INSTRUCTIONS TO FOLLOW
Each entry below should be retyped exactly as given.

INFORMATION SHOWN
PR #30, opened 2019-09-05
Fixes type instabilities in various modules

navidcy:


src/multilayerqg.jl
```diff
@@ -59,7 +59,7 @@ function Problem(;
            T = Float64)
 
    grid = TwoDGrid(nx, Lx, ny, Ly; T=T)
-   params = Params(nlayers, T(g), T(f0), T(beta), Array{T}(rho), Array{T}(H), Array{T}(U), Array{T}(eta), T(μ), T(ν), nν, grid, calcFq=calcFq)
+   params = Params(nlayers, g, f0,beta, Array{T}(rho), Array{T}(H), Array{T}(U), Array{T}(eta), μ, ν, nν, grid, calcFq=calcFq)
```
glwagner: missing space

glwagner:
Looks good! Merge when ready.

Comment: we seem to have strayed from the julia style recommendation for function arguments:

https://docs.julialang.org/en/v1/manual/style-guide/index.html#Write-functions-with-argument-ordering-similar-to-Julia-Base-1

where it is suggested that types, when used as arguments to functions should come first (think `zeros(Int, 3, 3)`, etc).

Not a big deal, but maybe something to address in the future for the `TwoDGrid` constructor.

src/multilayerqg.jl
navidcy: damn! you caught me!

PR #36, opened 2019-11-27
update TwoDTurb docs

dkarrasch:
use unicode symbols


navidcy:
thanks @dkarrasch 
actually, the docs are bit outdated and we should re-think our strategy a bit on keeping them up to date.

OUTPUT FOR THIS TASK
PR #30, opened 2019-09-05
Fixes type instabilities in various modules

navidcy:


src/multilayerqg.jl
```diff
@@ -59,7 +59,7 @@ function Problem(;
            T = Float64)
 
    grid = TwoDGrid(nx, Lx, ny, Ly; T=T)
-   params = Params(nlayers, T(g), T(f0), T(beta), Array{T}(rho), Array{T}(H), Array{T}(U), Array{T}(eta), T(μ), T(ν), nν, grid, calcFq=calcFq)
+   params = Params(nlayers, g, f0,beta, Array{T}(rho), Array{T}(H), Array{T}(U), Array{T}(eta), μ, ν, nν, grid, calcFq=calcFq)
```
glwagner: missing space

glwagner:
Looks good! Merge when ready.

Comment: we seem to have strayed from the julia style recommendation for function arguments:

https://docs.julialang.org/en/v1/manual/style-guide/index.html#Write-functions-with-argument-ordering-similar-to-Julia-Base-1

where it is suggested that types, when used as arguments to functions should come first (think `zeros(Int, 3, 3)`, etc).

Not a big deal, but maybe something to address in the future for the `TwoDGrid` constructor.

src/multilayerqg.jl
navidcy: damn! you caught me!

PR #36, opened 2019-11-27
update TwoDTurb docs

dkarrasch:
use unicode symbols


navidcy:
thanks @dkarrasch 
actually, the docs are bit outdated and we should re-think our strategy a bit on keeping them up to date.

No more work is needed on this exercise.